In this work we propose a method called Noise2Image that can reconstruct a static scene from its event noise statistics, with no hardware modifications (see Fig. 1). First, we derive a statistical noise model describing how noise event generation correlates with scene intensity, which shows a good correspondence with our experimental measurements. Unlike in conventional sensors, where photon noise grows with the signal, we find that for event cameras, the number of events triggered by photon noise is mostly negatively correlated with the illuminance level due to the logarithmic sensitivity of the sensor. Imaging the static scene then amounts to inverting this intensity-to-noise process. However, the mapping is one-to-many, so not directly invertible; thus, we rely on a learned prior to resolve ambiguities. To train and validate our method, we experimentally collect a dataset of event recordings on static scenes. We demonstrate that Noise2Image can recover photo-realistic images from noise events alone, or can be used to recover the static parts of scenes with dynamics. In addition to testing on in-distribution data, we demonstrate the robustness of this approach with out-of-distribution testing data and live scenes.
2. RELATED WORK
A. Event-to-Video Reconstruction
Event-to-video reconstruction (E2VID) is a class of methods that recover high-framerate video from event recordings. These methods can capture high-speed dynamics without the motion blur that plagues traditional frame-based cameras. Because event cameras only capture scene changes, many E2VID approaches include one or two traditional frame-based images, using events to deblur [15–18], synthesize adjacent frames [19], or interpolate temporally [20–23].
In contrast, a more challenging class of E2VID reconstruction only uses events for video reconstruction. Because the initial scene intensity is unknown and only the relative intensity changes are measured, reconstruction requires either explicit modeling of spatiotemporal relationships [24] or deep neural networks as a data prior to fill in the missing information [25–31]. Because it is difficult to collect event recordings paired with the corresponding frame-based videos at scale, the data prior is obtained through synthetic data generation [25,26] using an event camera simulator [32]. While E2VID methods are effective for recordings with object motion or camera motion, the reconstruction of static scenes or regions is still out of reach since no events are thought to be triggered without motion. Our Noise2Image method can be considered complementary to E2VID; one might use Noise2Image to recover the static parts of the scene and E2VID to recover the dynamic parts.
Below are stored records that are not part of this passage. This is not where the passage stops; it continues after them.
PR #529, opened 2020-06-16
Minor tweaks to pinch valve calibration

sglow:
I noticed that my pinch valves were leaking when the should have been fully closed.  I adjusted them and rebuilt the linearization table.
I also added the script that I use to generate that table to the scripts directory.

### DIFF
--- a/controller/lib/core/pinch_valve.cpp
+++ b/controller/lib/core/pinch_valve.cpp
@@ -18,6 +18,8 @@ limitations under the License.
 #include "stepper.h"
 #include <algorithm>
 #include <array>
+#include <cfloat>
+#include <cmath>
 
 // These constants define various properties of the pinch
 // value and how we control it.  As the mechanical design
@@ -212,7 +214,15 @@ void PinchValve::SetOutput(float value) {
   // The motor's zero position is at the home offset
   // which corresponds to fully open (i.e. 100% flow)
   // The valve is closed at a position of -max_move;
-
   float pos = (value - 1.0f) * max_move;
+
+  // If the commanded position changed since last cycle
+  // halt the previous move if it's still in progress.
+  // This makes the valve control much smoother when used
+  // within a servo loop
+  if (fabsf(pos - last_command_) > FLT_EPSILON)
+    mtr->HardStop();
+
+  last_command_ = pos;
   mtr->GotoPos(pos);
 }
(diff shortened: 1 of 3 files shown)


controller/lib/core/pinch_valve.cpp
```diff
@@ -212,7 +214,15 @@ void PinchValve::SetOutput(float value) {
   // The motor's zero position is at the home offset
   // which corresponds to fully open (i.e. 100% flow)
   // The valve is closed at a position of -max_move;
-
   float pos = (value - 1.0f) * max_move;
+
+  // If the commanded position changed since last cycle
+  // halt the previous move if it's still in progress.
+  // This makes the valve control much smoother when used
+  // within a servo loop
```
jlebar, line 222: I found the explanation you posted in slack to be really helpful -- based on just this I don't think I would understand why this is a good change.

To quote you with some minor edits:

> Once you put a move in motion you can't change the destination position until the move ends.  That means that if the servo loop commands a relatively large move of the valve in one cycle, then any new commands will be ignored until that move finishes.  This can cause the pinch valve  to oscillate if you turn the gains up too high.
>
> To fix this, we hard-stop the valve before sending a new position.  This doesn't do anything if the valve was already stopped, but if it was in the middle of a big move it tells it to abandon that old move and start a new move to the new commanded position.
>
> This seems to really smooth out the pinch valve motion and allow for higher gains.

Dunno if you'd be willing to put something more explicit in the code, up to just what I quoted above.

jlebar:
I'm seeing that this makes covent testcases 1 and 2 significantly worse; much more overshoot and undershoot.  Does it look like that for you too?

jlebar:
> I'm seeing that this makes covent testcases 1 and 2 significantly worse; much more overshoot and undershoot. Does it look like that for you too?
> 
> Since there's worry about a regression, might be worthwhile to split this into two PRs so that we can test the two independent changes separately?

Ah, I realize I was only using the first commit in this PR and not the second one.  Let's try it with both here...

jlebar:
```
utils/controller_debug.py -c 'preset covent_pc_1' && utils/controller_debug.py -c 'trace start pressure pc_setpoint' && sleep 20 && utils/controller_debug.py -c 'trace graph'
```

At master, a5e472b11ee406e4581b8936de22837601f0c382:
image

With just the first commit a430820ca2687fdc329ad3ec879f63491f7444a1 overshoot is maybe a smidge better, but undershoot looks significantly worse:
image

With both commits 39656c97988e13d52ed544fd49dfd21f85cb1be4, it seems to ring less at PIP, and under/overshoots the same amount:
image

Tomorrow I'm planning to write scripts to run all of the covent tests and package up the results for "easy comparison" somehow.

B. Event Camera Noise Characterization
An event recording often contains a number of events not associated with intensity changes, which are termed noise events or background activity [12,33]. Noise events are attributed to two main sources: photon noise and leakage current [11,13,14]. Photon noise is the dominant source of noise in low-brightness conditions [13,34], while leakage noise events dominate in high-brightness conditions [13,14]. Although the noise model of event cameras is less studied than traditional sensors, in the lower-light regime, it is generally believed that noise events become less likely to trigger as intensity increases [35,36]. In event camera simulators, the events triggered by photon noise are modeled as a Poisson process, with the noise event rate linearly decreasing with intensity [36]. The intensity dependency of noise events has been experimentally measured in [13], and shows a non-monotonic relationship with intensity in low light. Our experimental results are consistent with this trend, and we derive a theoretical noise model that explains the relationship between intensity and noise events.
C. Event Denoising
While denoising methods for CMOS or CCD sensors often focus on building an accurate noise model, event camera denoising methods instead emphasize noise detection by identifying the “signal” events corresponding to changes in the scene and removing everything else. Because natural scene changes are inherently spatiotemporal, an event triggered by a real signal should be accompanied by a number of other events at the neighboring spatial and temporal locations. With this observation, a background activity filter (BAF) (also called nearest neighbor filter) is used to identify real events by checking the time difference between a new event and the most recent previous event in its proximate spatial location and rejecting events when the time difference passes a threshold [37–39]. Similarly, the noise events can also be found through spatiotemporal local plane fitting [40]. BAF is simple to compute and can be implemented in hardware with limited computational resources [41,42]. Guo and Delbruck further extended BAF by reducing its memory footprint and incorporating structural information from a data-driven signal-versus-noise classifier [11]. A recent study points out that events are often triggered simultaneously by noise and signal and therefore treats denoising as a regression problem to predict the noise likelihood [43]. Here, we assume access to a good event denoiser [35,44] that isolates noise events resulting from static components of a scene.
D. Event Camera Datasets
Unlike frame-based cameras, the collection and curation of event camera datasets are challenging, largely due to the inaccessible hardware and the scarcity of online data repositories (e.g., flickr, Google Images for framed-based images). Nevertheless, since large datasets are critical for machine learning [45,46], there are a handful of recent efforts to systematically generate large-scale event camera datasets. One common approach is to display images on a monitor and record them using an event camera [47–50]. The motion in the scene can then be generated by either moving the displayed image on the monitor [47,49] or moving the camera [48,50]. Alternatively, event datasets can also be generated from frame-based video datasets by over-sampling in time and feeding into an event camera simulator [36,51,52]. In this work, we generate an NE2I dataset using experimental measurements and synthetic noise, described in Section 3.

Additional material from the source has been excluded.